GOCE takes six simultaneous measurements of the gravity field

Since the gravitational signal is stronger closer to Earth, the ‘arrow-like’, five-metre long GOCE satellite has been designed to cut through of what remains of the Earth’s atmosphere at just 250 km above the surface of the planet. This low-orbiting spacecraft is the first mission to employ the concept of gradiometry - the measurement of acceleration differences over short distances between an ensemble of proof masses inside the satellite.

GOCE is equipped with three pairs of ultra-sensitive accelerometers arranged in three dimensions that respond to tiny variations in the ‘gravitational tug’ of the Earth as it travels along its orbital path. Because of their different position in the gravitational field they all experience the gravitational acceleration of the Earth slightly differently. The three axes of the gradiometer allow the simultaneous measurement of six independent but complementary components of the gravity field.

Although the gradiometer forms the heart of the satellite, to measure gravity there can be no interference from moving parts so the entire spacecraft is actually one extremely sensitive measuring device.

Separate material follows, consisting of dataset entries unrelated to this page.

PR #13795, opened 2023-04-20
Allow setting DAGSTER_CHECKOUT_DEPTH for internal compat build

smackesey:
## Summary & Motivation

Allow setting `DAGSTER_CHECKOUT_DEPTH` as defined in https://github.com/dagster-io/internal/pull/5488 for the internal compatibility build.

## How I Tested These Changes

BK, upstack PR that uses `DAGSTER_CHECKOUT_DEPTH`.

PR #13793, opened 2023-04-20
Clean up is_job fields and references

smackesey:
## Summary & Motivation

Internal companion PR: https://github.com/dagster-io/internal/pull/5496

Clean up some lingering job/pipeline branching code after removal of `PipelineDefinition`. In the process, fix a GQL bug where the now non-existent property `is_job` is accessed.

## How I Tested These Changes

Existing test suite, verifying dagit works for executing basic jobs.

PR #13755, opened 2023-04-19
[refactor] Convert graphene to strawberry with libcst

smackesey:
## Summary & Motivation

Convert GQL API from graphene to strawberry using a libcst codemod.

## How I Tested These Changes

Diffed GQL schema output from Strawberry against previous (should be no differences, plus existing GQL tests.

PR #13497, opened 2023-04-11
pipeline -> job symbol renames

smackesey:
Internal companion PR: https://github.com/dagster-io/internal/pull/5417

This is a very large PR that renames `pipeline` to `job` almost everywhere it is used except for module names (these are done in a separate upstack PR) and the GQL schema: in class names, function/method names, arguments, local variables, and docstrings. This is appropriate after folding `PipelineDefinition` into `JobDefinition` in #13327.

While the volume of changes is large, the engineering complexity is low. The changes were made by grepping for "pipeline" and using Pylance "Rename symbol" on any instance I came across. In some cases I also needed to manually follow up to convert untyped references and references in docstrings. In cases where I discovered an untyped reference, I sometimes added type annotations to the containing function as well. When renaming a serdes class or field, I added the appropriate `storage_name` or `storage_field_names` to`@whitelist_for_serdes` to keep the serialization format constant.

I have kept some structure in the commits so that this can be broken up if necessary, though I would like to avoid that due to this having an internal companion PR in which every split will need to be duplicated. Also, though there is structure to the commits (I tried to scope them to individual classes and functions-- see below), fixing errors on rebase has introduced some deviations to that structure, (e.g. if a rebase introduced a new callsite to some `*pipeline*` method, I needed to rename it in a different commit than the initial one commit that renamed all prior instances), so any split will require some additional work in interactive rebase slice-and-dice of commits where I try to corral all renames into the "structured" correct commit.

Aside from standard symbol renames, there was one "non-standard" change where `"pipeline_name"` was replaced with `"job_name"` in the logging tag keys.

Below is a list of all the renames of non-local symbols (the PR also included many local symbol renames). The list uses the following scheme:

- `Foo -> Bar`: a class or top-level function was renamed
- `Foo.*pipeline* -> *job*`: attributes, methods, and method arguments of Foo containing "pipeline" were renamed with "job" equivalent
- `foo(*pipeline*) -> foo(*job*)`: arguments of foo containing "pipeline" were renamed with "job" equivalent
- `Foo.*pipeline* -> Bar.*pipeline*`: class/top-level function was renamed AND attributes/methods/arguments renamed
- `locals`: assorted local variable and docstring renames.

Here is the list:

1. `PipelineRunStatsSnapshot -> DagsterRunStatsSnapshot`
1. `PipelinePythonOrigin -> JobPythonOrigin`
1. `DagsterRun.*pipeline* -> *job*`
[...]

PR #13805, opened 2023-04-20
[refactor] deprecate Partition

smackesey:
## Summary & Motivation

This deprecates `Partition` and replaces uses of `Partition` internally wherever possible with partition keys instead. `Partition` itself needs to be retained because it was not deprecated until now and is still usable in user-defined functions `tags_for_partition`, `run_config_for_partition`, and `partitions_fn`-- but all of these have alternatives now and are deprecated.

In more detail:

- `tags_for_partition_fn` deprecated on `@static_partitioned_config` and `@dynamic_partitioned_config`, replacement arg `tags_for_partition_key_fn`
- Deprecate `run_config_for_partition_fn` and `tags_for_partition_fn` on `PartitionedConfig`
- Add `run_config_for_partition_key_fn` and `tags_for_partition_key_fn` on `PartitioendConfig`
- Convert all internal calls to `get_partitions` and similar methods to partition key counterparts (e.g. `get_partition_keys`)
- Delete `get_partition`, `get_partitions` on all partition classes
- Make `PartitionedConfig` generic in the associated `PartitionsDefinition`
- Make `PartitionsDefinition` generic in the key type instead of `Partition` type

## How I Tested These Changes

Existing test suite (with some tests updated to use partition keys instead of `Partition`).


smackesey:
* master
  * **PR #13795** <a href="https://app.graphite.dev/github/pr/dagster-io/dagster/13795" target="_blank">Graphite</a> 
    * **PR #13793** <a href="https://app.graphite.dev/github/pr/dagster-io/dagster/13793" target="_blank">Graphite</a> 
      * **PR #13505** <a href="https://app.graphite.dev/github/pr/dagster-io/dagster/13505" target="_blank">Graphite</a> 
        * **PR #13497** <a href="https://app.graphite.dev/github/pr/dagster-io/dagster/13497" target="_blank">Graphite</a> 
          * **PR #13755** <a href="https://app.graphite.dev/github/pr/dagster-io/dagster/13755" target="_blank">Graphite</a> 
          * **PR #13805** <a href="https://app.graphite.dev/github/pr/dagster-io/dagster/13805" target="_blank">Graphite</a>  👈

This comment was auto-generated by [Graphite](https://app.graphite.dev/github/pr/dagster-io/dagster/13805?utm_source=stack-comment).

clairelin135 (changes requested):
Thanks for removing partition! Happy to see it go.

I left a couple comments, mostly about perf. I think the main piece is switching `get_partition` to `has_partition` so checking if a partition exists doesn't have to be a o(n) operation.

python_modules/dagster/dagster/_core/definitions/partition.py
```diff
@@ -781,69 +815,65 @@ def get_run_config_for_partition_key(
...
         """
-        partition = self._key_to_partition(partition_key, current_time, dynamic_partitions_store)
-        return self.get_run_config_for_partition(partition)
-
-    def get_run_config_for_partition(
-        self,
-        partition: Partition,
-    ) -> Mapping[str, Any]:
-        """Generates the run config corresponding to a partition.
+        if not self.partitions_def.has_partition_key(
```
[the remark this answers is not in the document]
smackesey: >I think everywhere this function is called the partition key is already confirmed to exist via has_partition_key right?

I don't think that's currently true-- see for instance `JobDefinition.execute_in_process`. But I support adding the checks around those calls and moving them out of this function, so I'll do that. In general I think we need _less_ runtime checking of all kinds in internal functions.

>And optionally renaming the function to be get_run_config_for_validated_partition_key

I don't support this for consistency reasons-- all over the codebase we make assumptions that the data passed in is valid, and we typically don't name those functions specially. Validity should be the default assumption, with verification of that validity concentrated at points where we receive user or out-of-process input.

smackesey:
OK, made some changes:

- Add `has_partition_key` to `MultiPartitionDefinition` and `TimeWindowPartitionsDefinition`
- Remove partition key checks and (the arguments only used for this check) from `PartitionedConfig.get_tags_for_partition_key` and `get_run_config_for_partition_key`
- Add new method `PartitionsDefinition.validate_partition_key` which calls `has_partition_key` and throws an error if False. Make sure this is called (if key not already validated) before calls to `PartitionedConfig` functions above.

python_modules/dagster/dagster/_core/definitions/multi_dimensional_partitions.py
```diff
@@ -243,71 +243,45 @@ def get_partitions_def_for_dimension(self, dimension_name: str) -> PartitionsDef
...
-                " not the dimensions of the partitions definition."
-            )
-
-        partitions_by_dimension: Dict[str, Partition] = {}
+    ) -> bool:
+        partition_key = (
+            partition_key
+            if isinstance(partition_key, MultiPartitionKey)
+            else self.get_partition_key_from_str(partition_key)
+        )
```
clairelin135, line 257: I think we still need the removed check:
```
if partition_key.keys_by_dimension.keys() != set(self.partition_dimension_names):
            return False
```
in case of the partition key's dimension names don't match

python_modules/dagster/dagster/_core/definitions/time_window_partitions.py
```diff
@@ -271,23 +267,6 @@ def _get_validated_time_window_for_partition_key(
 
         return time_window
 
-    def get_partition(
```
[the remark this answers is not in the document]
clairelin135: I think we still need this as `has_partition_key`

python_modules/dagster/dagster/_core/definitions/partition.py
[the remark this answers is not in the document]
clairelin135: that makes sense--this looks good to me

__MACOSX/._cereal-ratings.csv
clairelin135, line 1: probably an accidental file add?

clairelin135 (commented):
Added a couple more comments, otherwise this is looking good to me

python_modules/dagster/dagster/_core/definitions/time_window_partitions.py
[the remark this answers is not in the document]
smackesey: It's there (see line 733). It was actually already defined.

python_modules/dagster/dagster/_core/definitions/multi_dimensional_partitions.py
smackesey: ah right

__MACOSX/._cereal-ratings.csv
smackesey: good catch

python_modules/dagster/dagster/_core/definitions/partition.py
```diff
@@ -693,27 +688,29 @@ def get_partitions(
...
         current_time: Optional[datetime] = None,
         dynamic_partitions_store: Optional[DynamicPartitionsStore] = None,
     ) -> bool:
-        if dynamic_partitions_store is None:
-            check.failed(
-                "The instance is not available to load partitions. You may be seeing this error"
-                " when using dynamic partitions with a version of dagit or dagster-cloud that"
-                " is older than 1.1.18."
-            )
+        if self.partition_fn:
```
clairelin135, line 701: thanks for fixing this!

clairelin135 (approved):
LGTM! Goodbye partition 👋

GOCE is dedicated to measuring Earth’s gravity field and modelling the geoid with unprecedented accuracy and spatial resolution. Data from this advanced gravity mission will improve our knowledge of ocean circulation, which plays a crucial role in energy exchanges around the globe, sea-level change and Earth-interior processes. GOCE will also help to make significant advances in geodesy and surveying.

GOCE satellite

The sleek, elegant aerodynamic design of GOCE immediately sets it apart from most other satellites. Since it is vital to ensure that the measurements taken are of true gravity and not influenced by any movement of the satellite, this unique five-metre long arrow-shaped satellite has none of the moving parts often seen in other spacecraft. Therefore, the satellite together with its instrumentation actually forms a single composite gravity-measuring device.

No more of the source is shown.